--- START ---

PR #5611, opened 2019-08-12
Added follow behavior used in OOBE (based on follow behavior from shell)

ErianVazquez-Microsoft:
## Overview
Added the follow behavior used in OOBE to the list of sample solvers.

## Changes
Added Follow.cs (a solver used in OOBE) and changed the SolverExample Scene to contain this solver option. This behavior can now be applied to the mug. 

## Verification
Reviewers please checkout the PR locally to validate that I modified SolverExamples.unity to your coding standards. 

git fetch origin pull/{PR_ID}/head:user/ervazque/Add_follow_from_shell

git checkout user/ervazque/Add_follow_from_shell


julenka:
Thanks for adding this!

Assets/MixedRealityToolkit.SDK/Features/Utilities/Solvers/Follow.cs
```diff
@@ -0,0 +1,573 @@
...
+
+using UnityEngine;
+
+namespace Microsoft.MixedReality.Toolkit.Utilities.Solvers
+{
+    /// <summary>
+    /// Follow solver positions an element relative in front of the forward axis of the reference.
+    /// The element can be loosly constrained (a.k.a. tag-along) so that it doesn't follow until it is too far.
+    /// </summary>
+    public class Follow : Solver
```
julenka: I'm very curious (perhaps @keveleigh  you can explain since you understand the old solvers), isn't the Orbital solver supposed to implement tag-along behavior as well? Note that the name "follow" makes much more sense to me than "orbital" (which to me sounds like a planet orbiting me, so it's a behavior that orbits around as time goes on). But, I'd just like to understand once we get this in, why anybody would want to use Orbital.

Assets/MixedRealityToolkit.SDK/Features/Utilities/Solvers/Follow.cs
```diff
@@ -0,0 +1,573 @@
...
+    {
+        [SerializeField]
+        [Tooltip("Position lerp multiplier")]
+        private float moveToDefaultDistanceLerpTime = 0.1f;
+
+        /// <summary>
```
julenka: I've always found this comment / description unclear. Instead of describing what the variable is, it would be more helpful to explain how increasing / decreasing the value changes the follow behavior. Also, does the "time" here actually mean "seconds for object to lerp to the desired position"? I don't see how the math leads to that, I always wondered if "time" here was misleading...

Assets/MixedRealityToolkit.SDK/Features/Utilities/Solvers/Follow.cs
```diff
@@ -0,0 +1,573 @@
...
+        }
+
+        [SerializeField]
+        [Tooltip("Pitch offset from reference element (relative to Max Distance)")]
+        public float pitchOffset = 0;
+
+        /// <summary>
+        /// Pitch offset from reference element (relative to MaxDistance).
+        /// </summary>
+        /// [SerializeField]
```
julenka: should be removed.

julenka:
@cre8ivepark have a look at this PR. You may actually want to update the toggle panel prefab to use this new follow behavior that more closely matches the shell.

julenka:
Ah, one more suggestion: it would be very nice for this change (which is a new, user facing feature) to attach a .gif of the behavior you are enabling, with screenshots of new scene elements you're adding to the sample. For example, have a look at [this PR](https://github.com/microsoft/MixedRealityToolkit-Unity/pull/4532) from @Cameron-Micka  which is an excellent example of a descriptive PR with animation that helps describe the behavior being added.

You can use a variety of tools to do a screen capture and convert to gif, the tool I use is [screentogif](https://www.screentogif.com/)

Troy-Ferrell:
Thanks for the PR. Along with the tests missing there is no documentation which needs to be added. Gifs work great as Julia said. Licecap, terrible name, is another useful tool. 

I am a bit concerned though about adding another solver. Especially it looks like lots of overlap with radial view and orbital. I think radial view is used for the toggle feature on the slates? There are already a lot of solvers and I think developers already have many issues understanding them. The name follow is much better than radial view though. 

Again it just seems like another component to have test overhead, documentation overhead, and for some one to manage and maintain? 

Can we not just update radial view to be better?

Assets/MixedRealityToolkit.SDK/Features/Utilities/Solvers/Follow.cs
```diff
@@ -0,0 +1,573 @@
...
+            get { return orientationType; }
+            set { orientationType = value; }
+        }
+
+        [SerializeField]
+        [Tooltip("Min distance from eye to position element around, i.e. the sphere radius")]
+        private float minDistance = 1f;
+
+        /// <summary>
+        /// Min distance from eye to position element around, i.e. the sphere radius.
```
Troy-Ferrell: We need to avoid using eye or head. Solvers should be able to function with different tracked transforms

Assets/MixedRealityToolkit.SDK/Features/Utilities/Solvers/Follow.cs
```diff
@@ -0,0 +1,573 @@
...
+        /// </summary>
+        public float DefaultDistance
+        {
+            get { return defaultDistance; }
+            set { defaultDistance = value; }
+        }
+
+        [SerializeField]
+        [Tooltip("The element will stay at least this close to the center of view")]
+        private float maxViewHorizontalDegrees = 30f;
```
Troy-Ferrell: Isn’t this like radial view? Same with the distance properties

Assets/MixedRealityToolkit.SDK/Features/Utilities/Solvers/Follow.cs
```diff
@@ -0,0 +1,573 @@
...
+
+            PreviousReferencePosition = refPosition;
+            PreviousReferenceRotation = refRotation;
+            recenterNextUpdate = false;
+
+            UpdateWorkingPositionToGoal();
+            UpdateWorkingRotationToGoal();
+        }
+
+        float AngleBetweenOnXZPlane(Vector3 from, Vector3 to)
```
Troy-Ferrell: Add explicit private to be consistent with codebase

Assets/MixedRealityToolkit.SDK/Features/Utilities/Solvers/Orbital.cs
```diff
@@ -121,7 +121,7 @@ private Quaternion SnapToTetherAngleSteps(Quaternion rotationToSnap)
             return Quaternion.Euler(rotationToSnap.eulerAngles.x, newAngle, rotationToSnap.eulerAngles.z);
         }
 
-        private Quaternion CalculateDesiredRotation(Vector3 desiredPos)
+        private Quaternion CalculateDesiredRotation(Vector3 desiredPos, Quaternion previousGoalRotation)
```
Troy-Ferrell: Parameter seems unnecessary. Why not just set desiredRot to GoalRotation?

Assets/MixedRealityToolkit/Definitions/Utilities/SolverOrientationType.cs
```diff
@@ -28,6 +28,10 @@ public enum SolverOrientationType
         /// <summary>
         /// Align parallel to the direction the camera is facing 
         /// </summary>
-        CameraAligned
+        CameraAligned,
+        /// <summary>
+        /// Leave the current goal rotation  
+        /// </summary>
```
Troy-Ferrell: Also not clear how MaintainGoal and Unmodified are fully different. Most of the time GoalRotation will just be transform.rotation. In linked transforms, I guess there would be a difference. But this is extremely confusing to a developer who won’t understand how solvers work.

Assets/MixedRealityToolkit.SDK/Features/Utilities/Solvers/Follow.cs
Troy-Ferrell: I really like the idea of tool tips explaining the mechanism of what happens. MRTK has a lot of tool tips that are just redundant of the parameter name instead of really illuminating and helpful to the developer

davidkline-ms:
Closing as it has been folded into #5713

--- END ---

■ **EXERCISE DETAILS**:
Write out the records shown above, exactly as they appear.

■ **OUTPUT BELOW**:
PR #5611, opened 2019-08-12
Added follow behavior used in OOBE (based on follow behavior from shell)

ErianVazquez-Microsoft:
## Overview
Added the follow behavior used in OOBE to the list of sample solvers.

## Changes
Added Follow.cs (a solver used in OOBE) and changed the SolverExample Scene to contain this solver option. This behavior can now be applied to the mug. 

## Verification
Reviewers please checkout the PR locally to validate that I modified SolverExamples.unity to your coding standards. 

git fetch origin pull/{PR_ID}/head:user/ervazque/Add_follow_from_shell

git checkout user/ervazque/Add_follow_from_shell


julenka:
Thanks for adding this!

Assets/MixedRealityToolkit.SDK/Features/Utilities/Solvers/Follow.cs
```diff
@@ -0,0 +1,573 @@
...
+
+using UnityEngine;
+
+namespace Microsoft.MixedReality.Toolkit.Utilities.Solvers
+{
+    /// <summary>
+    /// Follow solver positions an element relative in front of the forward axis of the reference.
+    /// The element can be loosly constrained (a.k.a. tag-along) so that it doesn't follow until it is too far.
+    /// </summary>
+    public class Follow : Solver
```
julenka: I'm very curious (perhaps @keveleigh  you can explain since you understand the old solvers), isn't the Orbital solver supposed to implement tag-along behavior as well? Note that the name "follow" makes much more sense to me than "orbital" (which to me sounds like a planet orbiting me, so it's a behavior that orbits around as time goes on). But, I'd just like to understand once we get this in, why anybody would want to use Orbital.

Assets/MixedRealityToolkit.SDK/Features/Utilities/Solvers/Follow.cs
```diff
@@ -0,0 +1,573 @@
...
+    {
+        [SerializeField]
+        [Tooltip("Position lerp multiplier")]
+        private float moveToDefaultDistanceLerpTime = 0.1f;
+
+        /// <summary>
```
julenka: I've always found this comment / description unclear. Instead of describing what the variable is, it would be more helpful to explain how increasing / decreasing the value changes the follow behavior. Also, does the "time" here actually mean "seconds for object to lerp to the desired position"? I don't see how the math leads to that, I always wondered if "time" here was misleading...

Assets/MixedRealityToolkit.SDK/Features/Utilities/Solvers/Follow.cs
```diff
@@ -0,0 +1,573 @@
...
+        }
+
+        [SerializeField]
+        [Tooltip("Pitch offset from reference element (relative to Max Distance)")]
+        public float pitchOffset = 0;
+
+        /// <summary>
+        /// Pitch offset from reference element (relative to MaxDistance).
+        /// </summary>
+        /// [SerializeField]
```
julenka: should be removed.

julenka:
@cre8ivepark have a look at this PR. You may actually want to update the toggle panel prefab to use this new follow behavior that more closely matches the shell.

julenka:
Ah, one more suggestion: it would be very nice for this change (which is a new, user facing feature) to attach a .gif of the behavior you are enabling, with screenshots of new scene elements you're adding to the sample. For example, have a look at [this PR](https://github.com/microsoft/MixedRealityToolkit-Unity/pull/4532) from @Cameron-Micka  which is an excellent example of a descriptive PR with animation that helps describe the behavior being added.

You can use a variety of tools to do a screen capture and convert to gif, the tool I use is [screentogif](https://www.screentogif.com/)

Troy-Ferrell:
Thanks for the PR. Along with the tests missing there is no documentation which needs to be added. Gifs work great as Julia said. Licecap, terrible name, is another useful tool. 

I am a bit concerned though about adding another solver. Especially it looks like lots of overlap with radial view and orbital. I think radial view is used for the toggle feature on the slates? There are already a lot of solvers and I think developers already have many issues understanding them. The name follow is much better than radial view though. 

Again it just seems like another component to have test overhead, documentation overhead, and for some one to manage and maintain? 

Can we not just update radial view to be better?

Assets/MixedRealityToolkit.SDK/Features/Utilities/Solvers/Follow.cs
```diff
@@ -0,0 +1,573 @@
...
+            get { return orientationType; }
+            set { orientationType = value; }
+        }
+
+        [SerializeField]
+        [Tooltip("Min distance from eye to position element around, i.e. the sphere radius")]
+        private float minDistance = 1f;
+
+        /// <summary>
+        /// Min distance from eye to position element around, i.e. the sphere radius.
```
Troy-Ferrell: We need to avoid using eye or head. Solvers should be able to function with different tracked transforms

Assets/MixedRealityToolkit.SDK/Features/Utilities/Solvers/Follow.cs
```diff
@@ -0,0 +1,573 @@
...
+        /// </summary>
+        public float DefaultDistance
+        {
+            get { return defaultDistance; }
+            set { defaultDistance = value; }
+        }
+
+        [SerializeField]
+        [Tooltip("The element will stay at least this close to the center of view")]
+        private float maxViewHorizontalDegrees = 30f;
```
Troy-Ferrell: Isn’t this like radial view? Same with the distance properties

Assets/MixedRealityToolkit.SDK/Features/Utilities/Solvers/Follow.cs
```diff
@@ -0,0 +1,573 @@
...
+
+            PreviousReferencePosition = refPosition;
+            PreviousReferenceRotation = refRotation;
+            recenterNextUpdate = false;
+
+            UpdateWorkingPositionToGoal();
+            UpdateWorkingRotationToGoal();
+        }
+
+        float AngleBetweenOnXZPlane(Vector3 from, Vector3 to)
```
Troy-Ferrell: Add explicit private to be consistent with codebase

Assets/MixedRealityToolkit.SDK/Features/Utilities/Solvers/Orbital.cs
```diff
@@ -121,7 +121,7 @@ private Quaternion SnapToTetherAngleSteps(Quaternion rotationToSnap)
             return Quaternion.Euler(rotationToSnap.eulerAngles.x, newAngle, rotationToSnap.eulerAngles.z);
         }
 
-        private Quaternion CalculateDesiredRotation(Vector3 desiredPos)
+        private Quaternion CalculateDesiredRotation(Vector3 desiredPos, Quaternion previousGoalRotation)
```
Troy-Ferrell: Parameter seems unnecessary. Why not just set desiredRot to GoalRotation?

Assets/MixedRealityToolkit/Definitions/Utilities/SolverOrientationType.cs
```diff
@@ -28,6 +28,10 @@ public enum SolverOrientationType
         /// <summary>
         /// Align parallel to the direction the camera is facing 
         /// </summary>
-        CameraAligned
+        CameraAligned,
+        /// <summary>
+        /// Leave the current goal rotation  
+        /// </summary>
```
Troy-Ferrell: Also not clear how MaintainGoal and Unmodified are fully different. Most of the time GoalRotation will just be transform.rotation. In linked transforms, I guess there would be a difference. But this is extremely confusing to a developer who won’t understand how solvers work.

Assets/MixedRealityToolkit.SDK/Features/Utilities/Solvers/Follow.cs
Troy-Ferrell: I really like the idea of tool tips explaining the mechanism of what happens. MRTK has a lot of tool tips that are just redundant of the parameter name instead of really illuminating and helpful to the developer

davidkline-ms:
Closing as it has been folded into #5713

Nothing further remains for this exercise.